The US 2017 presidential election took place in this time range. 

### 4. Count the number of articles in each section

**Hint:** Make your life easier and use Counter from collections 

In [48]:
Counter(sections)

Counter({u'Arts': 1037,
         u'Automobiles': 13,
         u'Books': 180,
         u'Briefing': 94,
         u'Business Day': 3615,
         u'Corrections': 35,
         u'Crosswords & Games': 54,
         u'Education': 17,
         u'Fashion & Style': 348,
         u'Food': 102,
         u'Giving': 13,
         u'Health': 56,
         u'Job Market': 14,
         u'Magazine': 76,
         u'Movies': 157,
         u'N.Y. / Region': 354,
         u'NYT Now': 9,
         u'Obituaries': 1,
         u'Opinion': 727,
         u'Podcasts': 17,
         u'Public Editor': 8,
         u'Real Estate': 90,
         u'Science': 129,
         u'Sports': 3719,
         u'Style': 35,
         u'Sunday Review': 3,
         u'T Magazine': 82,
         u'Technology': 416,
         u'The Learning Network': 116,
         u'The Upshot': 66,
         u'Theater': 134,
         u'Times Insider': 45,
         u'Today\u2019s Paper': 34,
         u'Travel': 85,
         u'U.S.': 6039,
         u'Universal': 2,

## 5. Feature Engineering 

Here you will split your data into a "train" and "test". As well as select a metric in which to measure the similarity between articles. Think of the "train" set as the corpus. Think of the "test" set as the NYT articles that users are currently reading. 

### 5.1 Split your data

In [11]:
# move articles to an array
articles = df.body.values

# move article section names to an array
sections = df.section_name.values

# move article web_urls to an array
web_url = df.web_url.values

# shuffle these three arrays 
articles, sections, web_ur = shuffle(articles, sections, web_url, random_state=4)

In [12]:
# split the shuffled articles into two arrays
n = 10

# one will have all but the last 10 articles -- think of this as your training set/corpus 
X_train = articles[:-n]
X_train_urls = web_url[:-n]
X_train_sections = sections[:-n]

# the other will have those last 10 articles -- think of this as your test set/corpus 
X_test = articles[-n:]
X_test_urls = web_url[-n:]
X_test_sections = sections[-n:]

### 5. 2 Text Vectorizers

You're still in a job interview. Your interviewer asks you to respond to the follow:

**Choose CountVectorizer or TFIDF as your text vectorizer. Which do you choose?**

> Write your anser here

**Justify your choice**

> Write your anser here

**Explain why you didn't choose the other option **

> Write your anser here

Your interviewer asks you to respond to the follow:

**Choose to use or not to use stop words. Which do you choose?**

> Write your anser here

**Justify your choice**

> Write your anser here

**Explain why you didn't choose the other option **

> Write your anser here

In [13]:
# instantiate your vectorizor 
tfidf_vectorizer = TfidfVectorizer(stop_words='english')

In [17]:
# fit the vectorizer 
tfidf_vectorizer.fit(X_train)

In [15]:
# transform both article splits 
X_train_tfidf = tfidf_vectorizer.transform(X_train)
X_test_tfidf = tfidf_vectorizer.transform(X_test)

### 5.3 Similarity Metric

You're still in a job interview. 
Your logic and reasoning powers are still being evaluated. 
Your interviewer asks you to respond to the follow:

**Hint: ** You might find these resources helpful: [Jaccard](https://en.wikipedia.org/wiki/Jaccard_index) , [Cosine Similarity](https://en.wikipedia.org/wiki/Cosine_similarity) 
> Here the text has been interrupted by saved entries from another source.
PR #489, opened 2026-07-10
init commit for 6/20 testing

Matthew0803:
### 📑  Description

This pr is solving 3 problems:
#### Problem 1: Deadman press/release
before: The instant the driver let go of the deadman switch. the steering wheel torque cuts to zero immediately and throttle cuts immediately. If the car was mid-turn, the wheel suddenly go slack/free. When driver press the deadman again to resume, full steering torque and throttle snap back on instantly.

After: Letting go of the deadman fades the steering torque out smoothly over ~600ms instead of an instant cutoff, Pressing the deadman again fades authority back in over ~600ms. Control returns gradually instead of sudden snap.

Note: throttle will still stop immediately, as changing it defeats the purpose of a deadman switch

#### Problem 2: PID (drive mode) → joystick handover
before: driving in PID/manual drive mode and the car is creeping forward slightly at low speed. Switching control to the joystick immediately commands zero throttle. So the car will go from gently creeping forward to abrupt full stop immediately.

after: Handover blends the output from whatever PID was commanding toward the joystick's command over ~600ms. So instead of a sudden stop, the car decelerate smoothly

#### Problem 3: Velocity feedback source (GPS vs CAN)
before: The PID speed controller needs to know the car's actual speed to correct throttle/brake. Right now, due to a wiring bug, it always ends up using GPS-derived speed instead of the CAN wheel-speed sensors.

After: the PID controller reliably locks onto the CAN wheel-speed signal instead, so testing indoors/in GPS-poor areas won't silently degrade the controller anymore.

### ✅  Checklist


src/interfacing/interfacing_bringup/config/interfacing.yaml
```diff
@@ -54,6 +54,13 @@
     toggle_vibration_intensity: 1.0
     toggle_vibration_duration_ms: 150
 
+    # deadman press/release smoothing (steering only — throttle stays instant
+    # for safety). Independent of the OSCC arm/disarm ramp in oscc_interfacing.
+    enable_deadman_ramp: true
```
brianzheng206, line 59: was this tested on the track?

src/interfacing/joystick_interfacing/include/joystick_interfacing/joystick_interfacing.hpp
```diff
@@ -88,6 +88,25 @@ class JoystickNode : public rclcpp_lifecycle::LifecycleNode
   CallbackReturn on_shutdown(const rclcpp_lifecycle::State & state) override;
 
 private:
+  /**
+   * @brief Local smoothing state for the deadman (enable-axis) press/release
+   * transition, applied to steering torque only — independent of the OSCC
+   * arm/disarm ramp in oscc_interfacing. Mirrors that node's DisengageState.
+   *
+   * ENGAGED:     deadman held past the ramp window; steering authority is 1.0.
```
brianzheng206, line 96: is there a reason we use steering authority instead of just straight steering torque? what is authority referring to in this case? 

At disengage, autonomy should instantly have 0 authority (ability to send throttle and steering commands) and should be in handoff mode where its trying to hold the steering wheel position gently, and ramp down the torque so it doesnt flick back to center from road forces

src/interfacing/interfacing_bringup/config/interfacing.yaml
```diff
@@ -185,6 +192,12 @@
       steering: 0.0
       forward: 0.0
 
+    # Handover smoothing: blends from the previous winner's last published
+    # command to the new winner's live command whenever priority handover
+    # changes (e.g. PID creep -> joystick), instead of stepping instantly.
+    enable_handover_ramp: true
+    handover_ramp_ms: 600.0
```
brianzheng206, line 205: handover ramp being 0.6 seconds seems really low..? for reference the average human reaction time is 250ms. i could be misunderstanding what the param is doing, but the time ramping torque down needs to be reactable by the operator

maybe @lucasreljic can give some justice with testing?

brianzheng206: also make sure we arent locking the wheel...

src/interfacing/oscc_mux/src/oscc_mux_node.cpp
```diff
@@ -198,18 +225,66 @@ void OsccMuxNode::mux_callback()
...
+  if (enable_handover_ramp_ && winner != previous_winner_ && previous_winner_ != nullptr) {
+    begin_handover();
+  }
+  previous_winner_ = winner;
+
+  const auto target = winner->last_cmd();
+  roscco_msg::msg::Roscco out;
+  if (in_handover_) {
+    const float a = handover_authority_scale();
+    out.forward = handover_start_cmd_.forward + (target.forward - handover_start_cmd_.forward) * a;
```
brianzheng206, line 250: would this delay our ability to brake by `handover_ramp_ms`?

src/interfacing/pid_control/src/vel_driven_feedforward_pid_node.cpp
```diff
@@ -228,13 +228,12 @@ void VelDrivenFeedforwardPidNode::steering_feedback_callback(const roscco_msg::m
...
-  }
-
-  if (velocity_source_ == VelocitySource::NONE) {
+  // CAN is always authoritative: (re)claim the source on every CAN message,
+  // even if odom_feedback_callback() won a startup race and claimed it first.
+  // Once CAN has published, odom_feedback_callback() permanently ignores odometry.
+  if (velocity_source_ != VelocitySource::CAN) {
     velocity_source_ = VelocitySource::CAN;
-    RCLCPP_INFO(this->get_logger(), "Velocity source locked to CAN (Float64)");
+    RCLCPP_INFO(this->get_logger(), "Velocity source (re)locked to CAN (Float64)");
```
brianzheng206, line 247: is odom even good enough to fallback to? why dont we just wait for CAN?

brianzheng206: also raises transient questions, if CAN dies does it fall back to odom properly

brianzheng206 (commented):
can we update the markdowns as well?

src/interfacing/interfacing_bringup/config/interfacing.yaml
lucasreljic: No it wasn't we need to test this thoroughly before merging

src/interfacing/pid_control/src/vel_driven_feedforward_pid_node.cpp
lucasreljic: Is this prioritizing CAN over Odom? Odom should always be more accurate then CAN velocity as its from the GPS's IMU, the only time is when there is no GPS lock then odom doesn't publish

src/interfacing/interfacing_bringup/config/interfacing.yaml
Matthew0803: We haven't. Will test it next time

src/interfacing/joystick_interfacing/include/joystick_interfacing/joystick_interfacing.hpp
Matthew0803: - authority is the torque scale, that is an unclear naming, will change that

src/interfacing/interfacing_bringup/config/interfacing.yaml
Matthew0803: - handover_ramp_ms is how long the mux crossfades when the winning input source changes
- I dont think wheels are locked as long as we use torque instead of sth like a position servo/angle

lucasreljic:
This has been successfully testing on the car on Aug 1st 2026

src/interfacing/interfacing_bringup/config/interfacing.yaml
```diff
@@ -225,8 +244,10 @@
     enable_brakes: true # Enable brake module on arm (only used when enable_all is false)
     enable_graceful_disarm: true # If true, a manual disarm ramps steering torque to zero before disabling boards (smooth handover). Override/fault/error always disable instantly.
     disarm_ramp_ms: 300.0 # Duration (ms) of the steering torque rampdown on graceful disarm
-    enable_graceful_arm: true # If true, arming fades autonomy authority (steering torque + throttle) in from zero instead of applying full-authority commands instantly. Brake stays at full authority.
-    arm_ramp_ms: 5000.0 # Duration (ms) of the authority ramp-up on graceful arm (10s is a test value; tune down for production)
+    enable_graceful_arm: true # If true, arming fades autonomy authority (steering torque + throttle) in from zero instead of applying full-authority commands instantly.
+    arm_ramp_ms: 5000.0 # Duration (ms) of the authority ramp-up on graceful arm (5s is a test value; tune down for production)
+    brake_ramp_ms: 1000.0 # Duration (ms) of the brake authority ramp-up on graceful arm, so engaging while rolling decelerates smoothly instead of stopping hard.
```
lucasreljic, line 249: This prevents the hard stop when engaging while the car is creeping, 1 second felt like a comfortable fast speed

lucasreljic (approved):
Tested on the car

**Choose the Jaccard or Cosine similarity metric to find the similarity between your train and test articles. Which do you choose?**

> Write your anser here

**Justify your choice**

> Write your anser here

**Explain why you didn't choose the other option **

> Write your anser here



#### Jacard Metric
If you choose to use the Jacard metric, you can import that metric from sklearn. 

#### Cosine Metric
If you choose to use the Cosine metric, apply the same approach to calculating similarities as was done in the Medium article. 

## 6. Builidng a Content Based Recommder

This section is where the magic happends. Here you will build a function that outputs the top n articles to recommend to your user based on the similarity scores between the article they're currently reading and all other articles in the corpus (i.e. "train" data).

In [78]:
def get_top_n_rec_articles(X_train_tfidf, X_train, test_article, X_train_sections, X_train_urls, n = 5):
    '''This function calculates similarity scores bewteen a document and a corpus
    
       INPUT: vectorized document corpus, 2D array
              text document corpus, 1D array
              user article, 1D array
              article section names, 1D array
              article URLs, 1D array
              number of articles to recommend, int
              
       OUTPUT: top n recommendations, 1D array
               top n corresponding section names, 1D array
               top n corresponding URLs, 1D array
               similarity scores bewteen user article and entire corpus, 1D array
              '''
    # calculate similarity between the corpus (i.e. the "test" data) and the user's article
    similarity_scores = X_train_tfidf.dot(test_article.toarray().T)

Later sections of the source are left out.